Tracking Medical Identity Theft: Senators Demand Answers

Healthcare providers, health plans, and business associates of covered entities have suffered huge data breaches this year. Hackers have targeted healthcare plans in 2015 and have been successful in obtaining huge volumes of PHI. The data is used for identity theft, but what is being done about it? Are the CMS and/or OCR tracking medical identity theft? Four senators are now demanding some answers.

Sens. Lamar Alexander, R-Tenn., Orrin Hatch, R-Utah, Ron Wyden, D-Ore & Patty Murray, D-Wash., want to know what the Department of Health and Human Services’ Office for Civil Rights (OCR) and the Centers for Medicare and Medicaid Services (CMS) are doing to tackle the growing problem of medical identity theft.

They have recently put their names to a letter to Jocelyn Samuels and Andy Slavitt demanding answers about the efforts being made toward tracking medical identity theft, as well as what is being done to help victims recover losses.

So far this year, huge data breaches have been suffered by Anthem Inc., Premera Blue Cross, CareFirst BlueCross, UCLA Health System, and Excellus BlueCross BlueShield. Those data breaches have resulted in the Protected Health Information of over 105 million individuals being obtained by criminals. A number of smaller breaches have also been suffered by HIPAA covered entities this year, with malicious insiders also managing to obtain patient health data with the aim of committing identity theft.

Medical records carry a high value on the black market, as patient health data can be used for identity theft, medical fraud, financial fraud, and tax fraud. An estimated $98 billion is lost each year to medical identity theft and fraud, and the projected losses are $305 billion, according to a recent 5-year projection from Accenture.

According to the letter, healthcare data breaches have exposed a total of 154 million records, and 1,367 data breaches have been self-reported by HIPAA-covered entities. Those figures only include the data breaches that have exposed more than 500 records.

The senators asked nine questions on remediation, education for breach victims, and medical identity theft tracking.
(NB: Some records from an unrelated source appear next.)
PR #325, opened 2022-11-30
Create RFC for Kayenta RBAC

jvz:
Surprise: it's not just about Kayenta! This proposal for RBAC in Kayenta includes support for account management, a new Fiat backend based on Open Policy Agent, and a brand new security concept in Spinnaker: role-based access controls.

_But wait, doesn't Spinnaker already support RBAC?_ Yes, in the same way that a body of water supports an aircraft.

This also introduces the concept of a **role policy** to abstract the concept of a bundle of permissions linked to external roles to allow for simpler user management of access controls on the resources they own. This can be extended into Clouddriver, Front50, Igor, et al., in the future, though Kayenta's lack of RBAC made it the perfect place to begin.

### DIFF
--- a/rfc/rbac-ng.md
+++ b/rfc/rbac-ng.md
@@ -69,7 +69,7 @@ The Fiat API will be updated to support permission checks on these new resources
 
 Account permissions are most applicable to metric store accounts where only the `READ` and `WRITE` permissions apply.
 Granting read permission to a metric store account allows a user to fetch metrics by querying its `MetricsService` bean.
-Granting write permission to a metric store account allows a sid to manage permissions of the account, update the account configuration, and delete the account.
+Granting write permission to a metric store account allows a security identity (e.g. group/user) to manage permissions of the account, update the account configuration, and delete the account.
 Note that write permissions in this context are unrelated to writing metrics to a metrics store; metrics should be written to stores from the deployed applications being measured.
 Access controls will be defined in terms of role policies which are intended to replace direct use of permissions maps.
 
--- a/rfc/rbac-ng.md
+++ b/rfc/rbac-ng.md
@@ -1,0 +1,154 @@
+# RBAC for Kayenta and Spinnaker
+
+| | |
+|-|-|
+| **Status**     | _**Proposed**, Accepted, Implemented, Obsolete_ |
+| **RFC #**      | _Update after PR has been made_ |
+| **Author(s)**  | Matt Sicker <msicker@apple.com> |
+| **SIG / WG**   | sig-security |
+
+## Overview
+
+Kayenta is a canary analysis service used by Spinnaker and other projects.
+It does not implement any form of access controls to its APIs beyond the authentication requirements of any reverse proxy in front of it such as Gate.
+Normally, access controls would be enforced via Fiat, though this approach has not scaled well and duplicates permission storage with a polling mechanism.
+Fiat is designed to collect resource metadata from other Spinnaker services and provide permission evaluation in return.
+The primary information Fiat provides access to are external role information for users along with a cache of application permissions which are otherwise stored by Front50.
+
+Kayenta is intended to work as a standalone application, however, and makes a good case study for an improved model for _role-based access controls_ (aka _RBAC_) across Spinnaker.
+To do this, the concept of _role policies_ will be introduced as an abstraction to link together roles and permissions to define the security policy of a resource such as an account.
+[Open Policy Agent](https://www.openpolicyagent.org) (OPA) is a flexible policy engine commonly used for handling authorization, compliance, and other policy-related concerns by evaluating expressions on documents (structured schemaless data).
+Fiat provides a natural facade for externalizing security policy enforcement with an engine like OPA.
+Starting with Kayenta, OPA needs to be informed of applications, metric store accounts, external roles, and role policies.
+Metric store accounts and role policies will need backing storage to allow for runtime management.
+Account credential management APIs should be added that work with these new access controls and allow permissions to be defined and managed on accounts while being configured.
+This will make Kayenta more multi-tenant friendly and provide guidance on how to further enhance RBAC in Spinnaker.
+
+### Goals and Non-Goals
+
+Goals:
+- Add support for role policies in Fiat with Gate APIs
+- Add API for storing and managing account definitions in Kayenta to integrate with user secrets
+- Add Open Policy Agent as a storage and permission evaluator backend for Fiat
+- Add support for role policies to Kayenta metric store accounts
+- Update Front50 to push application permission changes to Fiat
+
+Non Goals:
+- Provide APIs for managing security policies directly via Rego or other potential policy backends
+
+## Motivation and Rationale
+
+Kayenta APIs are all provided fairly openly assuming an admin has configured it with usable account credentials.
+Account credentials can be configured for metric stores and object stores, the latter of which can also be used for configuration stores.
+Object stores are used for storing and retrieving metric query results which are each assigned random UUIDs upon creation.
+Configurations are encouraged to be shared and are viewable by all applications by default; as such, these are the only object stores that list objects from the store.
+It is metric stores where lack of access controls causes issues in multi-tenant environments as sources for metrics are typically guarded by team-specific credentials.
+All these accounts are defined as Spring beans through configuration files provided by the Spinnaker admin.
+
+Supporting self-service configuration of metric store accounts requires some form of access controls as metric stores may contain sensitive data.
+A self-service API should learn from the equivalent feature in Clouddriver how to integrate with user secrets and manage account definitions to provide a similar API for Kayenta.
+Users will then be able to configure Kayenta accounts at runtime rather than requiring a Spinnaker admin to update Kayenta's configuration each time.
+Multi-tenant usage of Kayenta will become feasible.
+
+## Timeline
+
+The initial Kayenta and dependent work is being developed during 2023Q1.
+Further integration with other Spinnaker microservices, role policies, and permission change tracking would be targeted for afterwards in 2023.
+
+## Design
+
+This consists of a few related security elements: authentication, authorization, and credentials management.
+Authentication is handled by Gate typically, so this will reuse the existing `X-Spinnaker-User` header for denoting the principal of the request.
+User details are tracked by Fiat, so this data will need to be mirrored into OPA as a new backend.
+Authorization is the more complex part as permission data is stored by the various microservices that own the resources.
+These checks are typically handled through the `PermissionEvaluator` interface from Spring Security which takes three arguments: the authenticated user, the resource, and the permission.
+Permission evaluation will be given the context of what roles the requesting user has, what permissions apply to applications, and what permissions apply to accounts.
+As applications are checked by multiple services, these permissions will be pushed by Front50 into Fiat so that any service can use application permissions.
+External role data can either be pushed from Gate on login (and when service accounts are saved) or included as part of the input data to Fiat for policy decisions depending on if it's locally available (like being included as JWT metadata or X.509 attributes).
+The Fiat API will be updated to support permission checks on these new resources along with supporting role policies.
+
+Account permissions are most applicable to metric store accounts where only the `READ` and `WRITE` permissions apply.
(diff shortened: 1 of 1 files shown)


rfc/rbac-ng.md
```diff
@@ -0,0 +1,154 @@
...
+Credentials management will be implemented through a SQL provider for managing metric store account definitions along with integration with user secrets.
+When credentials definitions are parsed into account credentials, the parser can replace user secret URIs with their decrypted data if the calling user has permission to read them.
+These credentials can be combined with existing configuration file provided accounts.
+A REST API will be added for saving and deleting credentials with the former providing an API for managing the permissions of said credentials.
+
+### Dependencies
+
+Open Policy Agent would be a new dependency from outside the project.
+OPA is commonly used with a lot of the technology that Spinnaker integrates with.
+This is intended to replace most of what Fiat currently does by externalizing authorization decisions which can enable massive code simplifications to Fiat if fully embraced.
```
mattgogerly, line 85: Do we plan to bundle an OPA distribution as part of a Spinnaker install, for example using Halyard or Armory's operator? Or are we saying an installation of OPA will become a requirement for using Fiat?

Granted installing OPA on Kubernetes is trivial, but it's a extra hopp people would have to jump through.

rfc/rbac-ng.md
```diff
@@ -0,0 +1,154 @@
...
+The Fiat API will be updated to support permission checks on these new resources along with supporting role policies.
+
+Account permissions are most applicable to metric store accounts where only the `READ` and `WRITE` permissions apply.
+Granting read permission to a metric store account allows a user to fetch metrics by querying its `MetricsService` bean.
+Granting write permission to a metric store account allows a sid to manage permissions of the account, update the account configuration, and delete the account.
+Note that write permissions in this context are unrelated to writing metrics to a metrics store; metrics should be written to stores from the deployed applications being measured.
+Access controls will be defined in terms of role policies which are intended to replace direct use of permissions maps.
+
+Credentials management will be implemented through a SQL provider for managing metric store account definitions along with integration with user secrets.
```
mattgogerly, line 76: Is there scope to include SQL provider support for canary configs too in this RFC?

mattgogerly (commented):
I really like the intention and direction of this. Fiat is a huge pain point for any scaling. Couple of questions that jump out immediately.

rfc/rbac-ng.md
mattgogerly: Nevermind I just found that in future plans :)

rfc/rbac-ng.md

They want answers from the OCR and CMS about how medical identity theft tracking is coordinated between the two agencies. Whether either agency engages in medical identity theft tracking with non-HIPAA-covered entities, and if any medical identity theft tracking takes place to determine the financial impact on victims.

There are also some aspects of HIPAA that they have asked to be clarified. The senators pointed out that a number of cases have been reported in which the victims of medical fraud have not been permitted access to their own medical records, in order to protect the identity of the person who stole their data. The senators cite a Ponemon report that indicates this occurs with one in five medical identity theft victims.

An answer to the questions has been demanded by November 24, 2015.